A group of banks is reportedly preparing to sell as much as US$3 billion (A$4.8 billion) of senior debt from Elon Musk’s purchase of Twitter, now known as X.
Morgan Stanley has contacted investors ahead of a sale next week, according to the Wall Street Journal. Morgan Stanley, as well as others like Barclays and Bank of America, lent Musk US$13 billion to complete the Twitter sale in 2022.
“Our user growth is stagnant, revenue is unimpressive, and we’re barely breaking even,” Musk reportedly told X staff in an email this month.
Musk denied that the platform was struggling financially. “This report is false. I sent no such email,” he said. “WSJ is lying.”
The banks have already sold about US$1 billion in X debt, and aim to sell the next installment of debt at 90-95 cents on the dollar.

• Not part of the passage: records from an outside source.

PR #1073, opened 2019-06-03
Properly set DEX string size

CalebFenton:
It looks like some code was copy / pasted and the wrong variables were changed for setting dex string sizes. The code now is using the string size as the _index_ into the string table and the value its setting is the offset.

### DIFF
--- a/libyara/modules/dex.c
+++ b/libyara/modules/dex.c
@@ -775,8 +775,8 @@ void dex_parse(
         "string_ids[%i].offset", i);
 
     set_integer(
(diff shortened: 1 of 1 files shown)


CalebFenton:
This was causing some really odd behaviors such as this rule failing:
```rule somehow_fails {
    condition:
        dex.string_ids[0].size == 0x1
        or dex.string_ids[0].size != 0x1
        or dex.string_ids[0].size == dex.string_ids[0].size
}
```

CalebFenton:
The appveyor failure looks like it's for cygwin and it's complaining about a flex command being missing. I don't think it has to do with my change.

PR #1076, opened 2019-06-06
Add crc32 to hash module.

wxsBSD:
Add crc32 functions to the hash module. They work in the normal "offset and
size" way and on arbitrary strings.

While here, add tests for it and also documentation.


wxsBSD:
Sigh, I forgot I switched laptops and had my @fb.com email address in my .gitconfig. Fixed it with a force push. Sorry for that.

wxsBSD:
Not sure if you intend for me to merge these or not but I don't have write access.

PR #1084, opened 2019-06-27
Add dependency on zlib when building with libmagic

metthal:
I ran into this when I was trying to compile yara with almost everything static so it can be portable among multiple Linux machines. Linking against static libmagic.a requires linking against zlib. Since zlib is dependency of libmagic, everyone who has installed libmagic will also have zlib.

I don't really know if this is the right way to solve it since I am not familiar with autotools whatsoever but I am open to any other (better) solutions.

### DIFF
--- a/configure.ac
+++ b/configure.ac
@@ -119,12 +119,14 @@ AC_ARG_ENABLE([magic],
   [AS_HELP_STRING([--enable-magic], [enable magic module])],
   [if test x$enableval = xyes; then
     build_magic_module=true
+    AC_CHECK_LIB(z, zlibVersion,,
+      AC_MSG_ERROR([please install zlib library]))
     AC_CHECK_HEADERS([magic.h],,
       AC_MSG_ERROR([please install libmagic library]))
     AC_CHECK_LIB(magic, magic_open,,
       AC_MSG_ERROR([please install libmagic library]))
     CFLAGS="$CFLAGS -DMAGIC_MODULE"
-    PC_LIBS_PRIVATE="$PC_LIBS_PRIVATE -lmagic"
+    PC_LIBS_PRIVATE="$PC_LIBS_PRIVATE -lmagic -lz"
   fi])
 
 AC_ARG_ENABLE([dotnet],


metthal:
I signed it!

plusvic:
Hi @metthal, I've reverted this change because it was causing trouble when building YARA in Alpine Linux. Can you please provide more information about what specific issue you were trying to fix so that we can come up with a solution that works for all environments?

Apparently your problem was while building a static version of YARA, can you please tell how did you hit that issue?

metthal:
Hi. Basically I was trying to build full portable version of yara for CentOS which wouldn't require installation of any additional packages.

You can use this Docker image to observe the bahvior

```dockerfile
FROM centos:7

RUN yum install -y epel-release && \
	yum install -y autotools cmake3 cmake3-data file-devel file-static \
		gcc libtool make openssl-devel openssl-static unzip wget && \
	yum clean all

RUN mkdir -p /tmp/build && cd /tmp/build && \
	wget https://github.com/akheron/jansson/archive/v2.12.zip && \
	unzip v2.12.zip && \
	cd jansson-2.12 && mkdir build && cd build && \
	cmake3 -DCMAKE_BUILD_TYPE=Release \
		-DJANSSON_EXAMPLES=OFF \
		-DJANSSON_BUILD_DOCS=OFF \
		-DJANSSON_WITHOUT_TESTS=ON \
		.. && \
	cmake3 --build . --target install -- -j && \
	cd / && rm -rf /tmp/build

# Force remove libmagic.so because we only want libmagic.a
# and I didn't find better way to force yara build system
# to use libmagic.a instead of libmagic.so
RUN rm /usr/lib64/libmagic.so

ARG yara_gitref

RUN mkdir /tmp/yara && cd /tmp/yara && \
	wget https://github.com/VirusTotal/yara/archive/${yara_gitref}.zip && \
	unzip ${yara_gitref}.zip && \
	cd yara-${yara_gitref} && \
	./bootstrap.sh && \
	./configure --enable-cuckoo --enable-magic --disable-shared && \
	make -j$(nproc) && \
	make install
```

Now if you run

```
docker build -t yara-centos --build-arg yara_gitref=2bafaf4ec354e57ffdbde8725fbcb6746bb94c63 .
```

you can see that it builds successfully (it is one commit before your revert). Now let's build the commit where you reverted the change

```
docker build -t yara-centos --build-arg yara_gitref=560e9af3b71c59832cdf6b5b8e71ebe0f5913b4a .
```

I've tried to debug the problem back when I first encountered it. The problem is that program which is used during configure time to test whether `libmagic` is installed or not fails to compile because it is missing `-lz` (undefined references to symbols from libz). I didn't know how else to force configure to use `libmagic.a`. Unfortunately libmagic doesn't come with `pkg-config` files so I can't read those to determine what is needed. What would you suggest?

PR #1085, opened 2019-07-01
URL Module

pilate:
Adds a URL module that enables parsing and component matching. Leverages the [curl URL parser](https://daniel.haxx.se/blog/2018/09/09/libcurl-gets-a-url-api/).


plusvic:
This module looks like a very specific use case, where you have to provide additional URLs for each file that you are scanning. Also, it creates additional dependencies from `curl` which makes the maintenance harder in platforms like Windows. So, the burden that it adds out-weights the benefits.

I'm not merging it into the master branch for these reasons.

PR #1090, opened 2019-07-14
Detection of regular expressions with xor option

regeciovad:
Detection of cases like `$re = /a.c/ xor` in which the regular expressions can not be converted into a string (like `/abc/`) and for which the `xor` option is not allowed.

### DIFF
--- a/libyara/grammar.c
+++ b/libyara/grammar.c
@@ -1,8 +1,8 @@
-/* A Bison parser, made by GNU Bison 3.0.5.  */
+/* A Bison parser, made by GNU Bison 3.0.4.  */
 
 /* Bison implementation for Yacc-like parsers in C
 
-   Copyright (C) 1984, 1989-1990, 2000-2015, 2018 Free Software Foundation, Inc.
+   Copyright (C) 1984, 1989-1990, 2000-2015 Free Software Foundation, Inc.
 
    This program is free software: you can redistribute it and/or modify
    it under the terms of the GNU General Public License as published by
@@ -44,7 +44,7 @@
 #define YYBISON 1
 
 /* Bison version.  */
-#define YYBISON_VERSION "3.0.5"
+#define YYBISON_VERSION "3.0.4"
 
 /* Skeleton name.  */
 #define YYSKELETON_NAME "yacc.c"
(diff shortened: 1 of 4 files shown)


regeciovad:
I signed it!

regeciovad:
I agree and I changed the code to detect all regular expressions with xor.

regeciovad:
Thank you, I will move it to `yr_parser_reduce_string_declaration`.
Just to be sure, the xor with hex strings is already detected with error 11: "error: syntax error, unexpected <xor>, expecting <condition>". 
Should I return this error as well in the case of regular expressions? Or should I change it to error 59: `ERROR_INVALID_XOR_OPTION` with the message like "wrong use of xor option in \"%s\", xor is allowed only with a literal text string"?

plusvic:
Oh, I see. In the case of hex strings the grammar doesn't accept any modifiers. See:
https://github.com/VirusTotal/yara/blob/master/libyara/grammar.y#L578

That's why it already returns a syntax error. 

For coherency I'm leaning towards changing the grammar for preventing the "xor" modifier to be accepted after regular expressions. So instead of accepting the `strings_modifiers` rule in https://github.com/VirusTotal/yara/blob/master/libyara/grammar.y#L566, we could change it to something like `regexp_modifiers` which would work in the same way than `strings_modifiers` but excluding `xor`. With this solution you don't need a new error code and error message, it will return 
`syntax error, unexpected <xor>, expecting <condition>` when using `xor` with a regexp, as it does with hex strings.

metthal:
Regarding the string modifiers, is it even necessary for regular expressions to have modifiers like `fullword` or `nocase`? You can already express those using regular expressions directly (fullword with `\b`, nocase with `i` at the end of the regexp).

wxsBSD:
When I wrote the xor stuff my intention was to not allow it with a regex. I guess I missed that, sorry. As such, I’m in favor of changing the grammar to not allow it.

regeciovad:
> When I wrote the xor stuff my intention was to not allow it with a regex. I guess I missed that, sorry. As such, I’m in favor of changing the grammar to not allow it.

I removed the `xor` option with regexp from the grammar in the current version of the pull request based on a suggestion from @plusvic.

Issue #736, opened 2017-09-11
[PE] Debug information


Tigzy:
Hello, 
Is it possible to add a keyword in PE module to target PDB path?
With possibly regex?
like: 
```
rule my_program
{
    condition:
        pe.pdb.contains("\\path_to_the_program\\the_program.pdb")
}
```

HarsaroopDhillon:
yea its possible with CV_INFO_PDB70/20 :(, will someone do it? probs :D

PR #1092, opened 2019-07-21
Added parsing for PDB string in PE module

cherepanov74:
Implements this feature request: https://github.com/VirusTotal/yara/issues/736

Now it's possible to do following rules:
```
import "pe"

rule pdb_rule
{
   condition:
     pe.pdb contains "substring"
}
```

### DIFF
--- a/libyara/modules/pe.c
+++ b/libyara/modules/pe.c
@@ -266,7 +266,8 @@ static void pe_parse_debug_directory(
 {
   PIMAGE_DATA_DIRECTORY data_dir;
   PIMAGE_DEBUG_DIRECTORY debug_dir;
-  int64_t offset;
+  int64_t debug_dir_offset;
+  int64_t pcv_hdr_offset;
   int i, dcount;
   size_t pdb_str_len;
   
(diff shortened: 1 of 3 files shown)


cherepanov74:
I signed Google CLA

nyx0:
@plusvic Do you have an ETA for merging? thank you :)

plusvic:
> @plusvic Do you have an ETA for merging? thank you :)

Probably for next release, that is being baked right now. I have some comments about the latests changes in this PR though.

libyara/modules/pe.c
```diff
@@ -317,7 +321,7 @@ static void pe_parse_debug_directory(
       if (!struct_fits_in_pe(pe, pdb20, CV_INFO_PDB20))
         break;
       
-      pdb_str_len = strlen((char *)(pdb20->PdbFileName));
+      pdb_str_len = strnlen((char *)(pdb20->PdbFileName), MAX_PATH * sizeof(char));
```
plusvic: This is is an improvement over using `strlen` but it doesn't solve the original issue as you still can read out of the buffer's bounds. You are limiting the number of bytes being read to MAX_PATH, but the bytes remaining in the buffer can still be less than that. So, the argument you you pass to strnlen is the space available from the pdb20->PdbFileName pointer to the end of the buffer. You can use the `available_space` function for computing that.

libyara/modules/pe.c
```diff
@@ -261,6 +261,95 @@ static void pe_parse_rich_signature(
...
+      }
+    }
+    else if (yr_le32toh(cv_hdr->dwSignature) == CVINFO_PDB70_CVSIGNATURE)
+    {
+      PCV_INFO_PDB70 pdb70 = (PCV_INFO_PDB70)cv_hdr;
+      
+      if (!struct_fits_in_pe(pe, pdb70, CV_INFO_PDB70))
+        break;
+      
+      pdb_str_len = strnlen((char *)(pdb70->PdbFileName), MAX_PATH * sizeof(char));
```
plusvic: Same here.

cherepanov74:
Thank you for all your suggestions!

PR #1096, opened 2019-07-28
Private strings

wxsBSD:
Add a "private" modifier for strings which keeps that string out of the matched strings when calling the callback. This allows for rules to use strings which could potentially match a lot of times but are only useful as anchor points for other strings without polluting the output (or logs in our case). Essentially, you can now write rules like https://blog.korelogic.com/blog/2015/08/19/yara-ctf-2 without having A LOT of PK header matches in your output.

Without a private string you have to limit the number of string matches in the callback manually. With a private string it is completely hidden from the callback.

Another upside of this is the python bindings won't have to spend as much time converting the matches to python strings if they are marked private, so in theory there is a performance improvement to be had in some cases here (I haven't measured it but it sounds plausible =b).


wxsBSD:
I signed it!

Though it is only picking up my gmail address which I never use. :(

libyara/include/yara/types.h
```diff
@@ -272,6 +276,7 @@ struct YR_STRING
   int64_t fixed_offset;
 
   YR_MATCHES matches[YR_MAX_THREADS];
+  YR_MATCHES private_matches[YR_MAX_THREADS];
```
plusvic: Is this new field actually required? If the string is private the matches for that string are considered private, but they can be stored in the `matches` field, right?

I guess the intention here was keeping the `matches` field free from private matches so that any existing code doesn't need to change anything for respecting private strings. But in order to keep the code simple I would prefer keeping the matches as they are and simply adding the private flag to the strings. Clients like the command-line tool or yara-python then would decide what to do with private strings, they can hide them by default and show them on request. My only concern with this approach is that we would introduce some inconsistency with respect to private rules, which are completely hidden from libyara clients. Thoughts?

These loans were priced as low as 60 cents on the dollar in November 2022.
Banks wrote down US$10 billion in X's loans by up to 20% at the end of 2022.
Investors will be offered a claim on X’s interest in xAI, totalling US$6 billion, according to Bloomberg.

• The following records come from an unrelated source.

PR #1098, opened 2019-07-30
Added -u/--unmatched command line arg

usualsuspect:
I've added a command line argument (-u/--unmatched) that only prints files that haven't been matched by any rule at all.

This is useful when trying to cover a file corpus with rules as you can quickly see what files aren't detected yet. This can be emulated using the count option (-c) and some command line fu but as it's a feature I frequently use I decided to add it to YARA itself.

### DIFF
--- a/yara.c
+++ b/yara.c
@@ -141,6 +141,7 @@ static bool ignore_warnings = false;
 static bool fast_scan = false;
 static bool negate = false;
 static bool print_count_only = false;
+static bool print_unmatched_only = false;
 static bool fail_on_warnings = false;
 static bool rules_are_compiled = false;
 static int total_count = 0;
@@ -174,6 +175,9 @@ args_option_t options[] =
 
   OPT_BOOLEAN('f', "fast-scan", &fast_scan,
       "fast matching mode"),
+
+  OPT_BOOLEAN('u',"unmatched", &print_unmatched_only,
+      "print unmatched files only"),
 
   OPT_BOOLEAN('h', "help", &show_help,
       "show this help and exit"),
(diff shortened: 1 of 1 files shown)


usualsuspect:
@googlebot I signed it!

plusvic:
Please add the new command-line option to the documentation and man page:

https://github.com/VirusTotal/yara/blob/master/docs/commandline.rst
https://github.com/VirusTotal/yara/blob/master/yara.man

plusvic:
I think this would be more powerful if we add two command-line options (--min-count and --max-count for example), that we can use in combination with `--count` in order to set a desired range for the number of matches. If the number of matches fall in the specified range the file is printed.

What you want would be --count --max-count=0

usualsuspect:
What's the use case for match count ranges? I haven't found a use for match counting at all so far, besides when looking for no matches at all, so I'm curious how people use them.

Personally I like the simplicity of just using "-u" over "--count --max-count=0" but I'm happy either way if I can locate unmatched files without additional scripts.

wxsBSD:
Personally, I'm comfortable with just grep'ing my way to an answer.

`./yara -c foo.yara /bin | grep ": 0$"`

This works great for the unmatched case, but requires a tiny bit more work to find things that have counts in a certain range. :(

plusvic:
Yes, that's exactly why I propose the --max-count and --min-count arguments. Checking for exactly 0 matches is trivial with a combination of commands. I'm not very fond of adding a new command line option when the same result can be obtained by combining other commands. That's the UNIX philosophy after all, keep individual commands simple, but allow to combine them in powerful ways. With the --max-count and --min-count arguments you are giving more flexibility to the user, someone may be interested in finding files that match exactly N rules, or more than N, or less than N. Those cases are more difficult to handle by combining commands. 

The idea is avoiding command line options that serves a single narrow purpose, if we are adding more options let's extract the greatest benefit from it.

PR #1101, opened 2019-07-31
fix error: yara try to open  wrong file

chuangshizhiqiang:
when yara file name is like    test:foo.yar    ,yara try to open foo.yar


chuangshizhiqiang:
@googlebot I signed it!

xAI, Musk’s AI company, raised $6 billion in a December funding round, and is valued at $40 billion to $50 billion. Its flagship product, a chatbot known as Grok, is available through X.
Musk closed his acquisition of Twitter for US$44 billion in October 2022, after first agreeing to do so in April. While the company is now privately held, investors like Fidelity now value their stakes in X at significantly less than before Musk’s purchase.